I'm following this blog about F-algebras It explains that
A terminal coalgebra is usually interpreted in programming as a recipe for generating (possibly infinite) data structures or transition systems.
and says that
A canonical example of a coalgebra is based on a functor whose fixed point is an infinite stream of elements of type e. This is the functor:
data StreamF e a = StreamF e a
deriving Functor
and this is its fixed point:
data Stream e = Stream e (Stream e)
I’ve tried the code here
the relevant part being
newtype Fix f = Fix (f (Fix f))
unFix :: Fix f -> f (Fix f)
unFix (Fix x) = x
cata :: Functor f => (f a -> a) -> Fix f -> a
cata alg = alg . fmap (cata alg) . unFix
ana :: Functor f => (a -> f a) -> a -> Fix f
ana coalg = Fix . fmap (ana coalg) . coalg
data StreamF e a = StreamF e a
deriving Functor
data Stream e = Stream e (Stream e)
era :: [Int] -> StreamF Int [Int]
era (p : ns) = StreamF p (filter (notdiv p) ns)

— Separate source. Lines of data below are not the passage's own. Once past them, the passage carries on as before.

PR #2107, opened 2020-06-22
Build treemap from instruction size input data for code size page

peterdjlee:
* Render treemap after processing instruction sizes data with `vm_snapshot_analysis` package.
Screen Shot 2020-06-24 at 2 50 20 PM

PR #2116, opened 2020-06-24
Add treemap code and pretty-print for bytes

peterdjlee:
Originally reviewed and approved in #2084 - breaking it into a separate PR to land only the Treemap code and code related to pretty-printing bytes


packages/devtools_app/test/support/utils.dart
```diff
@@ -42,6 +44,46 @@ Future<Timeline> loadNetworkProfileTimeline() async {
...
+  final processedTestData = treemapFromJson(treemapTestData);
+  processedTestData['n'] = 'Root';
+
+  return generateTree(processedTestData);
+}
+
+// TODO(peterdjlee): Remove this method once code size PR (#2107) lands.
+/// Builds a tree with [TreemapNode] from [treeJson] which represents
+/// the hierarchical structure of the tree.
+TreemapNode generateTree(Map<String, dynamic> treeJson) {
```
peterdjlee, line 61: This code also lives in `CodeSizeController` which I was planning on using after deleting this method once the code size PR (#2107) lands. Instead, should I be taking this method out to something like `treemap_utils.dart`?

packages/devtools_app/test/treemap_test.dart
```diff
@@ -0,0 +1,83 @@
...
+
+void main() {
+  group('Treemap', () {
+    TreemapNode root;
+
+    setUp(() async {
+      root = await loadInstructionSizesJson();
+    });
+
+    void changeRoot(TreemapNode newRoot) {
```
peterdjlee, line 20: @kenzieschmoll This is also a duplicate that exists in `CodeSizeController`. Should I be taking it out to a different file or is it okay if I keep both?

packages/devtools_app/test/support/utils.dart
kenzieschmoll: yeah. let's add here and figure out how to clean up in your code size cl

packages/devtools_app/test/treemap_test.dart
kenzieschmoll: i don't think you actually need this method. just pass a null or noop callback ( `() {}` ) for onRootChangedCallback

peterdjlee: I think if we want to test what happens after zooming in we need the function

PR #2117, opened 2020-06-24
Replace heatmap with treemap in memory page

peterdjlee:
Originally reviewed and approved in #2084  - breaking it into a separate PR to land only the code that replaces the heatmap with treemap in memory page.


peterdjlee:
Closed to land existing PR (#2084) instead.

PR #2121, opened 2020-06-24
Update negative space images to use new assets that can be tiled.

jacob314:


jacob314:
Screen Shot 2020-06-24 at 3 46 46 PM
Screen Shot 2020-06-24 at 3 46 36 PM

PR #2123, opened 2020-06-25
Explain canvaskit crash and restart the tab before CanvasKit destroys the browser.

jacob314:
Please suggest a better warning message. I'm a bit conservative about warnings so we only blow up on canvaskit font warnings.

Screen Shot 2020-06-24 at 5 35 41 PM


packages/devtools_app/web/index.html
```diff
@@ -52,6 +52,22 @@
...
     }
   </script>
+
+  <!-- Script to fail gracefully when CanvasKit crashes. -->
+  <script>
+    var realWarn = window.console.warn.bind(console);
+    window.console.warn = function(obj) {
+      if( typeof(obj) == "string" && obj.indexOf("CanvasKit") != -1 && obj.indexOf("font") != -1) { 
+        window.alert(
+          "The Flutter CanvasKit Skia Backened has encountered a fatal error and needs to restart. " +
```
kenzieschmoll, line 62: typo: backend

devoncarew, line 62: Either:

```
¯\_(ツ)_/¯
```

or:

```
The Flutter web backend ('CanvasKit') has encountered a fatal error and needs to restart. ...
```

kenzieschmoll: maybe: 

"Oh no! Fatal error in the Flutter CanvasKit backend. We are aware of this issue and working hard on a fix. Press OK to restart DevTools."

jacob314: done. used the second. Also fixed an issue with multiple alerts because of cascading errors from canvaskit before the reload can happen.

jacob314: That sounds good as well. I pasted in Devon's suggestion first. Feel free to switch to this suggestion before committing.

PR #2131, opened 2020-06-26
Replace heatmap with treemap on the memory page

peterdjlee:
Originally reviewed and approved in #2084 -- isolating code that replaced the heatmap with treemap on the memory page.
Screen Shot 2020-06-26 at 11 27 27 AM


packages/devtools_app/lib/src/memory/memory_heap_tree_view.dart
```diff
@@ -369,7 +366,7 @@ class HeapTreeViewState extends State<HeapTree> with AutoDisposeMixin {
       mainAxisAlignment: MainAxisAlignment.end,
       children: [
         Expanded(child: snapshotDisplay),
-        if (hasDetails) const SizedBox(width: defaultSpacing),
+        hasDetails ? const SizedBox(width: defaultSpacing) : const SizedBox(),
```
kenzieschmoll, line 369: why is this change necessary?

packages/devtools_app/lib/src/memory/memory_treemap.dart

where notdiv p n = n `mod` p /= 0
primes = ana era [2..]
I’m getting this error
main.hs:42:14: error:
• Can’t make a derived instance of ‘Functor (StreamF e)’:
You need DeriveFunctor to derive an instance for this class
• In the data declaration for ‘StreamF’
Where am I going wrong?
deriving is very limited in Haskell without using language extensions. Since the compiler can't always work out what a Functor instance should be, deriving Functor is not standard Haskell.

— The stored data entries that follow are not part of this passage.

PR #2132, opened 2020-06-26
Render treemap for v8 snapshot input on the code size page

peterdjlee:
* Ensure the treemap on code size page shows when given a v8 snapshot input
Screen Shot 2020-06-26 at 1 06 10 PM


packages/devtools_app/test/treemap_test.dart
```diff
@@ -44,43 +44,128 @@ void main() {
...
+        expect(find.text(text), findsNothing);
+
+        await expectLater(
+          find.byKey(treemapKey),
+          matchesGoldenFile('goldens/treemap_sizes_zoom.png'),
+        );
+        // Await delay for golden comparison.
+        await tester.pumpAndSettle(const Duration(seconds: 2));
+      },
+      skip: kIsWeb || !Platform.isMacOS,
```
kenzieschmoll, line 90: you can add this skip to the whole group instead of individually skipping each test. Same for below.

peterdjlee: It seems like the tests aren't actually skipped even when I set the group skip parameters to a hard-coded `true`. I'm not sure if the result is intended; should I keep the skip parameters for each test?

kenzieschmoll: Hmm that is surprising. Go ahead and move the skips back to the tests.

peterdjlee: Done

kenzieschmoll:
If you merge master, the bots should go green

However, there is a language extension that allows this, namely -XDeriveFunctor. To enable this extension do one of:
Compile with the flag -XDeriveFunctor. (Eg: run ghc -XDeriveFunctor Main.hs when compiling)
Write the pragma {-# LANGUAGE DeriveFunctor #-} at the top of your file.
Here's how your file would look with this pragma added:
{-# LANGUAGE DeriveFunctor #-}
newtype Fix f = Fix (f (Fix f))
unFix :: Fix f -> f (Fix f)
unFix (Fix x) = x
cata :: Functor f => (f a -> a) -> Fix f -> a
cata alg = alg . fmap (cata alg) . unFix
ana :: Functor f => (a -> f a) -> a -> Fix f
ana coalg = Fix . fmap (ana coalg) . coalg
data StreamF e a = StreamF e a
deriving Functor
data Stream e = Stream e (Stream e)
era :: [Int] -> StreamF Int [Int]
era (p : ns) = StreamF p (filter (notdiv p) ns)
where notdiv p n = n `mod` p /= 0
primes = ana era [2..]
If you plan on using GHCi, use :set -XDeriveFunctor before loading the file.